(RECORDS PROVIDED):
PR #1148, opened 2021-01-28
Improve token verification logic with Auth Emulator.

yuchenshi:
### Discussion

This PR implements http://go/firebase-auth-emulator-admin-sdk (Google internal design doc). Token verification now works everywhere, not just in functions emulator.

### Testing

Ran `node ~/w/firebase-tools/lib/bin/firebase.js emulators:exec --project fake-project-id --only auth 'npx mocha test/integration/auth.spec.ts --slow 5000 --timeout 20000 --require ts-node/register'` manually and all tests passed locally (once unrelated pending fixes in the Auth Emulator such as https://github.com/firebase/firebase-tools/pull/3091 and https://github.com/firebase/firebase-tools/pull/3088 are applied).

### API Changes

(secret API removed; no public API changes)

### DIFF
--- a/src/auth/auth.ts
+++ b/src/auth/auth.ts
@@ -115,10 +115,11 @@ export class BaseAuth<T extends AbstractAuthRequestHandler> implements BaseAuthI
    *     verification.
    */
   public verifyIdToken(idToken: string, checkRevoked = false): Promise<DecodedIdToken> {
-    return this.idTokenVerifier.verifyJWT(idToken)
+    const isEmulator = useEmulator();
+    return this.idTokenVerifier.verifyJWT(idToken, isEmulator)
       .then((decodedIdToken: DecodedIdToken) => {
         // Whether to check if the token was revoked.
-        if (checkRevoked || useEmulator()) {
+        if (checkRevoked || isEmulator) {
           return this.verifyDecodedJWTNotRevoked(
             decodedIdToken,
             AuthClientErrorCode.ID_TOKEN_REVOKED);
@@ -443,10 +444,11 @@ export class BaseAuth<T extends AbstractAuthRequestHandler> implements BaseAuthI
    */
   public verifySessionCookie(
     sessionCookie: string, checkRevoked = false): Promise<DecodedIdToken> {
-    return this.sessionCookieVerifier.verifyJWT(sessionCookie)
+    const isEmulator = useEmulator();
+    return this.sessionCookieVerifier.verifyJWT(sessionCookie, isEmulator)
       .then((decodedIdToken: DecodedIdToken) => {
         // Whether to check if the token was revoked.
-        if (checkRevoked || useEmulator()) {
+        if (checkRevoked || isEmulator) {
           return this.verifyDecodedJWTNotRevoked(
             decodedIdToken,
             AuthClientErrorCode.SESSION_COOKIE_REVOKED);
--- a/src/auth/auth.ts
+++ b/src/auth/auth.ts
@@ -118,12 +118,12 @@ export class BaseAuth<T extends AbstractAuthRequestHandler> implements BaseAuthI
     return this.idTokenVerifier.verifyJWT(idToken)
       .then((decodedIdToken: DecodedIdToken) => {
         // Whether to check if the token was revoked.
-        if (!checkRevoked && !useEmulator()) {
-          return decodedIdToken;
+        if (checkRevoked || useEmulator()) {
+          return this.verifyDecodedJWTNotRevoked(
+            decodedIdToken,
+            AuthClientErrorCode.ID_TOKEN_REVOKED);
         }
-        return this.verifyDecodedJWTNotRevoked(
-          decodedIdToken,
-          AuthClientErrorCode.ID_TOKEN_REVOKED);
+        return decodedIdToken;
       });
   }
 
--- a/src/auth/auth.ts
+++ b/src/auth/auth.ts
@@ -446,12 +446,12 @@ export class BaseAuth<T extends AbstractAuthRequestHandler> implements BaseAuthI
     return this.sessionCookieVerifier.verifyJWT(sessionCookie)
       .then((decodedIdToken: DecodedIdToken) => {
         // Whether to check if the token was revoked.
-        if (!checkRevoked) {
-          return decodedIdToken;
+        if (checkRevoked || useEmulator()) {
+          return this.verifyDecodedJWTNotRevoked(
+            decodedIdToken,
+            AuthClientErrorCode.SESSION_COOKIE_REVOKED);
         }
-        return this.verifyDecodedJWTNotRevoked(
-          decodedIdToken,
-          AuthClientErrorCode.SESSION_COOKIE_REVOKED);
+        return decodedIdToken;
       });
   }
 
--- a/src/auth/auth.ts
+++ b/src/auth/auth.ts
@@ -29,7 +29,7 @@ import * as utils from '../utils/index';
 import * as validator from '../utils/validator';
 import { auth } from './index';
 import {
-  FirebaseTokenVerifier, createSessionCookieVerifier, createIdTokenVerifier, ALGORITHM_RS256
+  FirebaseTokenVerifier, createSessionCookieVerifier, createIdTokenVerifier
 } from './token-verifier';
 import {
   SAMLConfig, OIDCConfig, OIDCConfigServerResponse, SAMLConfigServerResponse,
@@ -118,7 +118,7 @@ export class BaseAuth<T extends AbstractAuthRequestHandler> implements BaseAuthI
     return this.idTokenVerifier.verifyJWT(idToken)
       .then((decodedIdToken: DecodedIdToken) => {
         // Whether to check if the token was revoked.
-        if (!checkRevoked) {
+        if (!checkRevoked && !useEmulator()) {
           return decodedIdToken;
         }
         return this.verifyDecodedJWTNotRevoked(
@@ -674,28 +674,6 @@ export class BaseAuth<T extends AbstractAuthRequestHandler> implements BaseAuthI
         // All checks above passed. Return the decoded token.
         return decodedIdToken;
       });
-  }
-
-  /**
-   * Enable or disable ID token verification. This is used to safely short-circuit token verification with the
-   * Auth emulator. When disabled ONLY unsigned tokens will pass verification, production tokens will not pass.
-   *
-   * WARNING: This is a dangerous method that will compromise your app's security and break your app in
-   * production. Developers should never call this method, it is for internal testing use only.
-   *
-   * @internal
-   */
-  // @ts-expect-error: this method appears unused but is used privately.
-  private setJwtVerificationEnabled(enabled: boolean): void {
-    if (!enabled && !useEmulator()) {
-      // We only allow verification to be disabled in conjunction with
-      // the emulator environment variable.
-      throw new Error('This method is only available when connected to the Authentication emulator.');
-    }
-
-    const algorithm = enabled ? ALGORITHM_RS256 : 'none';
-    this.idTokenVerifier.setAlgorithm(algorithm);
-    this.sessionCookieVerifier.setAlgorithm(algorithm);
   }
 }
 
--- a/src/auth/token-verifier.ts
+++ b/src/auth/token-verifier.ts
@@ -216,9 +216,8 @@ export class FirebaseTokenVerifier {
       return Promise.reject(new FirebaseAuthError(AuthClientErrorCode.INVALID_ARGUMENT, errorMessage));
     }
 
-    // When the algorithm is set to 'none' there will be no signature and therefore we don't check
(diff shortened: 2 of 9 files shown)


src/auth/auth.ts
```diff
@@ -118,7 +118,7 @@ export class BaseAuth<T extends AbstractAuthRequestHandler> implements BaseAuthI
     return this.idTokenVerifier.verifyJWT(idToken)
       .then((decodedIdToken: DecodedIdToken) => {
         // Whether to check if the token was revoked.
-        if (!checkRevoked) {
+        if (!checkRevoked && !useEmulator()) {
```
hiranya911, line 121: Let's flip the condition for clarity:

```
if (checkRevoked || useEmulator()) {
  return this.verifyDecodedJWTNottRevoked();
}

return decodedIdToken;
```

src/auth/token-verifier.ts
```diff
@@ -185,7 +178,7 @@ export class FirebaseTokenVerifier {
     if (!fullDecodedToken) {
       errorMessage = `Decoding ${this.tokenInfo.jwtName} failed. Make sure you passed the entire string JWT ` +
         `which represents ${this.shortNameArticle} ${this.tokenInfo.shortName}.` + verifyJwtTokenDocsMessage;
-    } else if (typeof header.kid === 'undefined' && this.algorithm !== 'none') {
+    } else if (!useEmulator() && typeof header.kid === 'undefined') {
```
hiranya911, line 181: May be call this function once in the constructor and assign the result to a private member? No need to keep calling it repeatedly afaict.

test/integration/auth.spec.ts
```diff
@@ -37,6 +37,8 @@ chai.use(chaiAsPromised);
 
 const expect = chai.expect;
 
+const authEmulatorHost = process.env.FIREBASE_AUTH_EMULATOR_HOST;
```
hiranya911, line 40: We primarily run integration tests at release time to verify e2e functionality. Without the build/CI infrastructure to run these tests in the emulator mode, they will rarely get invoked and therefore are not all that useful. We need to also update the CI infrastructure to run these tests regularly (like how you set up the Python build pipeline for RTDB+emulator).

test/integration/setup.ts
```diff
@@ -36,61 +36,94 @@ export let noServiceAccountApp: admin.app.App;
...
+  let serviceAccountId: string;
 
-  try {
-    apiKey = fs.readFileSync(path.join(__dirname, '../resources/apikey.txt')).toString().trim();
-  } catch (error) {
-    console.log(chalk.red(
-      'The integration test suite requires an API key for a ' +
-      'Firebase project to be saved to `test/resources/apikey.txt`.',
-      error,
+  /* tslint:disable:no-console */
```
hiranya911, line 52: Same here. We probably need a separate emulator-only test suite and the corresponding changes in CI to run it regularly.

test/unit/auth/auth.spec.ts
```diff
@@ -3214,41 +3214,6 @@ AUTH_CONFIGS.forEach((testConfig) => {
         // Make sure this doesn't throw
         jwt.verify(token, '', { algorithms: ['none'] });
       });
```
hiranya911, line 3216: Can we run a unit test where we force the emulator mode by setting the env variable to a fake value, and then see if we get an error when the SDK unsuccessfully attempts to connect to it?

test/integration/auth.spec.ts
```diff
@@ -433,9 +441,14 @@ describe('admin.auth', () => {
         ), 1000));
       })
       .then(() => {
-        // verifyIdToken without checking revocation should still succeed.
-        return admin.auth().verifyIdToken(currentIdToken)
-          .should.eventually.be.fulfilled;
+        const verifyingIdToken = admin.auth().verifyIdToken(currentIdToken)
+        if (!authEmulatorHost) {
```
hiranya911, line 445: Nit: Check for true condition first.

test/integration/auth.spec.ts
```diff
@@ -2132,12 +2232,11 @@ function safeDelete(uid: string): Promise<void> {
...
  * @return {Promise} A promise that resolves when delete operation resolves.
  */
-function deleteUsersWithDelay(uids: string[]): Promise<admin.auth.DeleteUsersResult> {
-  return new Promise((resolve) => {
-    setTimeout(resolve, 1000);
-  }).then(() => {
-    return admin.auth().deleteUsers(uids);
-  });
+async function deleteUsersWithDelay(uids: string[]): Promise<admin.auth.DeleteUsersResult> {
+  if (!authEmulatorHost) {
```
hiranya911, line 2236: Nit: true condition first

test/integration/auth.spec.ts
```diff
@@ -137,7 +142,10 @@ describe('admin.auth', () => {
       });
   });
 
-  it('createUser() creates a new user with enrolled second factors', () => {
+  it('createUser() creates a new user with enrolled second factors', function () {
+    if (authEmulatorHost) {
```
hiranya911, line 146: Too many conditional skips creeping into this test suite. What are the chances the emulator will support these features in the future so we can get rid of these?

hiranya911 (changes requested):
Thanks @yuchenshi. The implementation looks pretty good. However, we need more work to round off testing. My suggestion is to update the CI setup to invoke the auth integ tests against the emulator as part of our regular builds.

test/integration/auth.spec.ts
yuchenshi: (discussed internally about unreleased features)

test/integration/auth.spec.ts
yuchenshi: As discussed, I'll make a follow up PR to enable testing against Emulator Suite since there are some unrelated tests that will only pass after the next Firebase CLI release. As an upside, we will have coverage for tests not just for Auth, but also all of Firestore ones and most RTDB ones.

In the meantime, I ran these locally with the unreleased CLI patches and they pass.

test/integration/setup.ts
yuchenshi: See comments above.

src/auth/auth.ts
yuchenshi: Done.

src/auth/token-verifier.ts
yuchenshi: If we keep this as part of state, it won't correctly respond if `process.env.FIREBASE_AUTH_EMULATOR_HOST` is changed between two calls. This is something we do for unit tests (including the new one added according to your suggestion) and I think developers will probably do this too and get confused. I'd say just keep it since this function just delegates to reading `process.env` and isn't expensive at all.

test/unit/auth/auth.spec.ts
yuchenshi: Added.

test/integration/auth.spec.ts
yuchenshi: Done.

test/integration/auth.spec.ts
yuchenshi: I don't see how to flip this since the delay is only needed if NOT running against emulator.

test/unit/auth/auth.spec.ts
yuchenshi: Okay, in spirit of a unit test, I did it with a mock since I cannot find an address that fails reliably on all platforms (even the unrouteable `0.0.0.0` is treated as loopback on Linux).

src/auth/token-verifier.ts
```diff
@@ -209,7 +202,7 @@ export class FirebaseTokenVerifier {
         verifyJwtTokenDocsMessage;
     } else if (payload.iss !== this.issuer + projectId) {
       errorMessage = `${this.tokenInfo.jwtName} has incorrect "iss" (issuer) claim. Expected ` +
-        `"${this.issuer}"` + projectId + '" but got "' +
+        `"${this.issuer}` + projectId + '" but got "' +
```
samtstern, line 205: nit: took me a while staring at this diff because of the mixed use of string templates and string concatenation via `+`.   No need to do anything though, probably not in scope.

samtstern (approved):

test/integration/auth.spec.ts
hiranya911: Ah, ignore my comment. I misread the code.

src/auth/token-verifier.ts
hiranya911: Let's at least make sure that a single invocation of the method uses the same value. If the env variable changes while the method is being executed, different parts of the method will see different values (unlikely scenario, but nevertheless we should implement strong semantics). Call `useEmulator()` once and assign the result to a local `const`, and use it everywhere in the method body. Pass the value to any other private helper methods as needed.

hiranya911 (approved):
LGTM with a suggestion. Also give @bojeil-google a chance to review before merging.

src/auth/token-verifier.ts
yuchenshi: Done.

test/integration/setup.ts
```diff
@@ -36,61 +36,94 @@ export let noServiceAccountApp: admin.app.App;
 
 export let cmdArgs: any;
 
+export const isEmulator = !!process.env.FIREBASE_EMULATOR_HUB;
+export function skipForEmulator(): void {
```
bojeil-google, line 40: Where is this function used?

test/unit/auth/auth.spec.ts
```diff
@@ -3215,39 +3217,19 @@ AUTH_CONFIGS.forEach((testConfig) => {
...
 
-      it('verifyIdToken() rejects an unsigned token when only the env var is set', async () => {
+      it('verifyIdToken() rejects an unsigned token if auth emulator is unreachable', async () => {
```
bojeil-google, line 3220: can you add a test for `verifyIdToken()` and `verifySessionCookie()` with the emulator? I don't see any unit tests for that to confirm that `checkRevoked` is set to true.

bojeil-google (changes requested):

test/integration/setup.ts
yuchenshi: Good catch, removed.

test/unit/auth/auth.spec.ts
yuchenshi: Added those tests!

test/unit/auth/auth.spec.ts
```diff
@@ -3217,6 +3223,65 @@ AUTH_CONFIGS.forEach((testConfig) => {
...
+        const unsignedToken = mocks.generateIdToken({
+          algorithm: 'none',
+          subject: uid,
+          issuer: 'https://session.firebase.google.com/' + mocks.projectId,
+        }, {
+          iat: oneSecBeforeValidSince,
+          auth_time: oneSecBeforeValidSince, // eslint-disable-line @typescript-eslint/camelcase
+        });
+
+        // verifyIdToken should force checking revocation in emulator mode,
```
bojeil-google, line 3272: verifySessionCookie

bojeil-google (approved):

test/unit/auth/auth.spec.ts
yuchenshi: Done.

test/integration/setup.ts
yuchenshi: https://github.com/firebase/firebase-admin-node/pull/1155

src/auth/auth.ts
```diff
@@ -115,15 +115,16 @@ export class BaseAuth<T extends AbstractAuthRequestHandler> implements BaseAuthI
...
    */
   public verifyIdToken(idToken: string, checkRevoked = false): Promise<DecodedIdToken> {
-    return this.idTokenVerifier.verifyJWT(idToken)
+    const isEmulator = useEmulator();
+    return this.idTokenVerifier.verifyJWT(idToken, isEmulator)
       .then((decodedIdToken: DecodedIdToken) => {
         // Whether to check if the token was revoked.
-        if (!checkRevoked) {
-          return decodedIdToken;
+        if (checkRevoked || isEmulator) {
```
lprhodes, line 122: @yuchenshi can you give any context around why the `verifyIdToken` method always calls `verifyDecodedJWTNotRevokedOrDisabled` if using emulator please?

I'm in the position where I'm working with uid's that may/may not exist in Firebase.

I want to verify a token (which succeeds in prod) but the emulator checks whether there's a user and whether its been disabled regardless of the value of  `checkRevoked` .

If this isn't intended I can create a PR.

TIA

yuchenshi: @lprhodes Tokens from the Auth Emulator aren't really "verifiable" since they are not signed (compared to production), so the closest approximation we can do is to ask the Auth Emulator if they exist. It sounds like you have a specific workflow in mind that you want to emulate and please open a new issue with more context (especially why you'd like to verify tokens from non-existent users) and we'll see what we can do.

(EXERCISE): Your answer should consist of the lines from the material that contain "samtstern".

(REPLY TO THE TASK):
samtstern, line 205: nit: took me a while staring at this diff because of the mixed use of string templates and string concatenation via `+`.   No need to do anything though, probably not in scope.
samtstern (approved):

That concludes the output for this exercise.